Answer to Question #144648 in Optics for Promise Omiponle

Question #144648

Light with a wavelength of 493 nm in vacuum travels through a transparent substance.
(a) What is the wavelength, in nanometers, of this light in water, with a refractive index of 1.33?
(b) What is the wavelength, in nanometers, of this light in Plexiglass, with a refractive index of 1.48?
(c) What is the wavelength, in nanometers, of this light in flint glass, with a refractive index of 1.77?

Expert's answer

We can find the wavelength of light in the medium from the formula:

"\\lambda=\\dfrac{\\lambda_0}{n},"

here, "\\lambda_0=493\\ nm" is the wavelength of light in vacuum, "\\lambda" is the wavelength of light in the medium and "n" is the refractive index of medium.
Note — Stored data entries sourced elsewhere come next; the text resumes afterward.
PR #2713, opened 2026-04-18
feat(specs,tests): EIP-7928 - Update BAL index to uint64

nerolation:
As discussed in discord, we should update the BAL index to use `uint64` instead of `uint16` to be future proof, having a large enough range to support a 300 million gas limit + EIP-2780 to be shipped.


spencer-tb (approved):
LGTM! Would like to get in the next release!

@fselmo, flag if there are any issues from your side :)

fselmo (commented):
lgtm 👍🏼

Issue #3532, opened 2026-09-04
Test Release Tracker: `frames-devnet@v0.3.0`


gurukamath:
### Overview

This tracker is for the fourth `frames-devnet-0` test release.

EIP-8141 frame transactions on top of the `glamsterdam-devnet-8` stack, rebased onto the current `forks/amsterdam` to pick up a change to EIP-8037's state gas semantics on child merge. The EIP-8141 spec and implementation are unchanged from v0.2.0. The release fills the full suite at `Bogota`.

- **Target release tag**: `tests-frames-devnet@v0.3.0`
- **EELS branch**: [`devnets/frames/0`](https://github.com/ethereum/execution-specs/tree/devnets/frames/0)
- **Test release date**: 04/09/26
- **Devnet launch date**: N/A
- **Test Case Ideas**: https://github.com/ethereum/execution-specs/discussions/3358
- **Related Trackers**: #2829, #3368, #3415, #3521

#### EIP Updates

EIP-8141 spec unchanged, still frozen at [`ethereum/EIPs@b75cbe6`](https://github.com/ethereum/EIPs/blob/b75cbe61150f09a44c38843be916417283d5b7bf/EIPS/eip-8141.md) (2026-09-01).
- [x] EIP-8037: a successful child merge repays state gas still spilled into execution gas from the reservoir, so a cross-frame refund landing in the reservoir no longer leaves the parent's `gas_left` short: #3478
- [x] EIP-8037: `CALL_VALUE` derived from `ACCOUNT_WRITE + CALL_STIPEND`, top-frame gas clarified: #3527
- [x] Frame transactions carry no reservoir, so the merge repayment applies only to legacy-shaped transactions; the frame interpreter needed no counterpart. The helper was re-pointed at the reservoir component introduced by #3396 during the rebase.

#### New Test Cases

- [x] EIP-8037: expanded cross-frame refund coverage: #3511
- [x] EIP-7778: block gas accounting and admission-gate coverage across every transaction type, with the generic type-6 envelope excluded per the #3047 selector precedent: #3520
- [x] Test framework: per-transaction `gas_used` receipt check derived from cumulative gas.

### Status
- [x] All relevant PRs merged to `eips/amsterdam/eip-8141` or `devnets/frames/0`.
- [x] `devnets/frames/0` updated to the `eips/amsterdam/eip-8141` tip.
[...]

PR #3539, opened 2026-09-07
feat(test-specs,tests): exercise the EIP-8141 expiry verifier install at the fork transition

ilitteri:
### Description

EIP-8141 installs the expiry verifier's runtime code at `0x…8141` when the fork activates, and leaves the account's nonce and balance as they were ([EIPs@b75cbe6](https://github.com/ethereum/EIPs/blob/b75cbe61150f09a44c38843be916417283d5b7bf/EIPS/eip-8141.md), "Expiry verifier contract"; `apply_fork` in the Amsterdam spec module on this branch). No fixture exercised that install: every EIP-8141 test starts at Bogota with the account already in the genesis allocation, so a client that installs it with any nonce, balance or timing passes the whole suite and can still diverge on the state root of the activation block.

Three things stood in the way of a transition fixture. There was no transition fork into Bogota. `make_genesis` seeds `transitions_to().pre_allocation_blockchain()`, so even a transition fixture would have carried the code at genesis. And nothing in the filler applies a fork's activation-time state change (`apply_fork` is only called by `ethereum_spec_tools.sync`), which no fork since the DAO fork has needed.

This PR adds `BaseFork.activation_code_installs()`, the runtime code a fork writes when it activates, keyed by address. `EIP8141` moves the verifier from `pre_allocation_blockchain` to this hook; state tests keep `pre_allocation`, having no activation to cross. `Alloc.with_installed_code` applies such installs changing only the code. The blockchain filler applies the genesis fork's installs at genesis and, in `generate_block_data`, the installs new to a block's fork relative to its parent's fork before the block executes. The hive `execute` genesis and the engine_x pre-alloc groups apply the genesis-side installs the same way. `AmsterdamToBogotaAtTime15k` is added; the consume ruleset picks it up on its own.

`test_fork_transition.py` adds two tests. A probe records `EXTCODESIZE` of the verifier per block, none before the fork and the code from the fork block on, with the account absent, funded by a pre-fork transfer, or already present with a nonce and balance that must survive the install. And a frame transaction carrying an expiry frame executes in the activation block itself. A pre-fork type-6 rejection test is not possible while Bogota shares Amsterdam's spec module.

Verification, on the committed tree:

- `tests/amsterdam/eip8141_frame_transactions` filled at Bogota with `--generate-all-formats` on the unmodified and on the modified tree: 943 fixtures, all hash-identical; the new tests add 21 (7 cases in 3 formats).
- `just static` passes; the forks, fork-marker, specs and fixtures unit tests pass (571).

### Related Issues or PRs

Related to #3532, the `tests-frames-devnet@v0.3.0` tracker; the existing EIP-8141 fixtures are unchanged from that release.

### Checklist

- [x] Ran fast static checks to avoid CI fails: `just static`

### DIFF
--- a/packages/testing/src/execution_testing/specs/blockchain.py
+++ b/packages/testing/src/execution_testing/specs/blockchain.py
@@ -987,11 +987,15 @@ class BlockchainTest(BaseTest):
             block_number=env.number - 1, timestamp=env.parent_timestamp
         )
         if fork != parent_fork:
-            inherited = parent_fork.activation_code_installs()
+            parent_installs = parent_fork.activation_code_installs()
+            inherited = {
+                Address(address): code
+                for address, code in parent_installs.items()
+            }
             new_installs = {
                 address: code
                 for address, code in fork.activation_code_installs().items()
-                if inherited.get(address) != code
+                if inherited.get(Address(address)) != code
             }
             if new_installs:
                 if isinstance(previous_alloc, LazyAlloc):
--- a/packages/testing/src/execution_testing/specs/blockchain.py
+++ b/packages/testing/src/execution_testing/specs/blockchain.py
@@ -894,6 +894,14 @@ class BlockchainTest(BaseTest):
                 ),
                 pre_alloc,
             )
+            # Code a fork installs at activation is part of genesis only when
+            # that fork is already active there. A transition test gets it at
+            # the fork block instead, in `generate_block_data`.
+            pre_alloc = pre_alloc.with_installed_code(
+                self.fork.fork_at(
+                    block_number=0, timestamp=0
+                ).activation_code_installs()
+            )
         if empty_accounts := pre_alloc.empty_accounts():
             raise Exception(f"Empty accounts in pre state: {empty_accounts}")
         if pre_alloc.state_commitment() is None:
@@ -967,6 +975,29 @@ class BlockchainTest(BaseTest):
                 raise Exception(
                     "test correctness: the transaction that produces an "
                     "exception must be the last transaction in the block"
+                )
+
+        # A fork activating at this block installs its code before the block
+        # executes. The parent's fork tells whether this is that block, and
+        # which installs are new rather than inherited from an earlier fork.
+        assert env.parent_timestamp is not None, (
+            "parent_timestamp is required to resolve the parent's fork"
+        )
+        parent_fork = self.fork.fork_at(
+            block_number=env.number - 1, timestamp=env.parent_timestamp
+        )
+        if fork != parent_fork:
+            inherited = parent_fork.activation_code_installs()
+            new_installs = {
+                address: code
+                for address, code in fork.activation_code_installs().items()
+                if inherited.get(address) != code
+            }
+            if new_installs:
+                if isinstance(previous_alloc, LazyAlloc):
+                    previous_alloc = previous_alloc.materialize()
+                previous_alloc = previous_alloc.with_installed_code(
+                    new_installs
                 )
 
         transition_tool_output = t8n.evaluate(
--- a/tests/amsterdam/eip8141_frame_transactions/test_fork_transition.py
+++ b/tests/amsterdam/eip8141_frame_transactions/test_fork_transition.py
@@ -1,0 +1,172 @@
+"""
+Tests for the EIP-8141 fork transition.
+
+The fork installs the expiry verifier's runtime code at
+`Spec.EXPIRY_VERIFIER` when it activates. Every other EIP-8141 test
+starts at a fork where the code is already in the genesis allocation, so
+these tests are the only ones that exercise the install itself: what the
+account looks like before the fork block, and what changes at it.
+"""
+
+import pytest
+from execution_testing import (
+    Account,
+    Alloc,
+    Block,
+    BlockchainTestFiller,
+    FrameReceipt,
+    Op,
+    Transaction,
+    TransactionReceipt,
+)
+
+from .helpers import expiry_frame, sender_frame, verify_frame
+from .spec import Spec, ref_spec_8141
+
+REFERENCE_SPEC_GIT_PATH = ref_spec_8141.git_path
+REFERENCE_SPEC_VERSION = ref_spec_8141.version
+
+pytestmark = pytest.mark.valid_at_transition_to("EIP8141")
+
+FORK_TIMESTAMP = 15_000
+"""Timestamp at which the transition fork activates EIP-8141."""
+
+SLOT_EXECUTED = 0x01
+"""Storage slot used by target contracts to record execution."""
+
+
+@pytest.mark.pre_alloc_mutable
+@pytest.mark.parametrize(
+    "pre_fork_nonce,pre_fork_balance",
+    [
+        pytest.param(None, None, id="absent_before_fork"),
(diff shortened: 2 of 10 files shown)


AnkushinDaniil (approved):
Nice, this closes the exact gap that bit my follower on the activation block, the absent-before-fork case landing nonce 0 is the one that matters.

Two small things I was not sure about. The hook is described as a generic code install, so is it worth one case where the target already has storage before the fork, to pin that only the code changes and the storage survives? And since this installs just the verifier, would a line in the docstring saying it covers the verifier install rather than the full activation-block state help, so a green fixture is not read as the whole transition?

tests/amsterdam/eip8141_frame_transactions/test_fork_transition.py
```diff
@@ -0,0 +1,172 @@
...
+            to=Spec.EXPIRY_VERIFIER,
+            value=1 if transfer_before_fork else 0,
+        ),
+    ]
+    blocks = [
+        Block(timestamp=FORK_TIMESTAMP - 1, txs=pre_fork_txs),
+        Block(
+            timestamp=FORK_TIMESTAMP,
+            txs=[Transaction(sender=sender, to=probe)],
+        ),
```
gurukamath, line 158: Would it be worth explicitly asserting that the `EXPIRY_VERIFIER` code changes are not a part of the BAL here?

tests/amsterdam/eip8141_frame_transactions/test_fork_transition.py
```diff
@@ -0,0 +1,172 @@
+"""
+Tests for the EIP-8141 fork transition.
+
+The fork installs the expiry verifier's runtime code at
+`Spec.EXPIRY_VERIFIER` when it activates. Every other EIP-8141 test
+starts at a fork where the code is already in the genesis allocation, so
+these tests are the only ones that exercise the install itself: what the
+account looks like before the fork block, and what changes at it.
```
gurukamath, line 8: Currently a strict transition test from Amsterdam to Bogota is not possible since the 8141 implementation is done in the `amsterdam` fork package itself. As per our process, once the specs are deemed very stable (perhaps around the late testnet phase), we will create a dedicated `bogota` folder in the specs and move the EIP-8141 implementation there. The tests in this module work for now, only because they are not required to exercise any inner workings of pre-fork Amsterdam. This is a known limitation and the reason why we have not implemented any transition tests so far. Perhaps worth documenting this in the docstring so that no one tries to implement a truly evm exercising transition test until that point.

packages/testing/src/execution_testing/specs/blockchain.py
```diff
@@ -969,6 +977,29 @@ def generate_block_data(
...
+        parent_fork = self.fork.fork_at(
+            block_number=env.number - 1, timestamp=env.parent_timestamp
+        )
+        if fork != parent_fork:
+            inherited = parent_fork.activation_code_installs()
+            new_installs = {
+                address: code
+                for address, code in fork.activation_code_installs().items()
+                if inherited.get(address) != code
+            }
```
gurukamath:
```suggestion
            parent_installs = parent_fork.activation_code_installs()
            inherited = {
                Address(address): code
                for address, code in parent_installs.items()
            }
            new_installs = {
                address: code
                for address, code in fork.activation_code_installs().items()
                if inherited.get(Address(address)) != code
            }
```

Just to prevent any future mismatches between `int` and `Address`

tests/amsterdam/eip8141_frame_transactions/test_fork_transition.py
```diff
@@ -0,0 +1,172 @@
...
+    TransactionReceipt,
+)
+
+from .helpers import expiry_frame, sender_frame, verify_frame
+from .spec import Spec, ref_spec_8141
+
+REFERENCE_SPEC_GIT_PATH = ref_spec_8141.git_path
+REFERENCE_SPEC_VERSION = ref_spec_8141.version
+
+pytestmark = pytest.mark.valid_at_transition_to("EIP8141")
```
gurukamath:
```suggestion
pytestmark = pytest.mark.valid_at_transition_to("Bogota")
```

gurukamath (changes requested):
Looks good to me. Couple of nits.
Also, would be great to have this pointed at the `eips/amsterdam/eip-8141` branch. We can update the devnets branch from there.

tests/amsterdam/eip8141_frame_transactions/test_fork_transition.py
ilitteri: Good call. I added a BAL expectation to every block. In the pre-fork block and the frame tx block, the verifier shows up with no code changes; in the fork block and the one after it, it shows up with no changes at all, so it is only there because the probe read it. The install never appears, which is the point: it is not a block-level operation. These get checked against t8n during fill, so a filler that ever leaked the install into the BAL would fail here.

tests/amsterdam/eip8141_frame_transactions/test_fork_transition.py
ilitteri: Thanks, I did not know that was the reason there were no transition tests yet. I wrote it into the module docstring: EIP-8141 lives in the Amsterdam package, and Bogota is only a label, so t8n runs the pre-fork blocks with 8141 on too. The tests here get away with it because their pre-fork blocks are a plain transfer and a code size probe, which both forks agree on. I also spelled out that something like "a frame tx is rejected before the fork" cannot be tested until a real Bogota package exists, and that these tests only cover the verifier install, not the activation block as a whole.

packages/testing/src/execution_testing/specs/blockchain.py
ilitteri: Applied as you wrote it.

tests/amsterdam/eip8141_frame_transactions/test_fork_transition.py
ilitteri: Done, switched to Bogota.

tests/amsterdam/eip8141_frame_transactions/test_fork_transition.py
chugarchugarr: I think the limitation may be narrower than needing to wait for a physical bogota package.The thing that seems coupled today is transition semantics to source-package identity: one t8n backend resolves every block through the same EELS fork implementation, so the pre-fork side cannot actually be canonical Amsterdam while the post-fork side carries 8141.

Could the transition fixture instead compose two pinned transition oracles across the existing block-state boundary?

canonical Amsterdam t8n -> previous alloc/env/header -> activation_code_installs() -> current 8141 candidate t8n

The filler already carries the resulting alloc/state forward block-by-block, so the only thing crossing the boundary would be the canonical predecessor state plus parent environment/header—not Python module identity.

That would let us express the discriminating case we currently cannot:

N-1: type-6 Frame tx rejected under canonical Amsterdam
N: same valid Frame shape accepted after 8141 activation

while keeping the verifier install semantics in this PR exactly as they are.

Then when the real bogota package is eventually cut, the same vectors can be run against it and required to produce the same post-fork results. That would make the later package move a checked representation change rather than a prerequisite for transition correctness.Is there anything in the current t8n/filler boundary that prevents routing the two sides of a transition through different pinned backends like that?

gurukamath (approved):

a) For the case of water, we get:

"\\lambda=\\dfrac{493\\cdot 10^{-9}\\ m}{1.33}=371\\cdot 10^{-9}\\ m=371\\ nm."

b) For the case of plexiglass, we get:

"\\lambda=\\dfrac{493\\cdot 10^{-9}\\ m}{1.48}=333\\cdot 10^{-9}\\ m=333\\ nm."

c) For the case of flint glass, we get:

"\\lambda=\\dfrac{493\\cdot 10^{-9}\\ m}{1.77}=278.5\\cdot 10^{-9}\\ m=278.5\\ nm."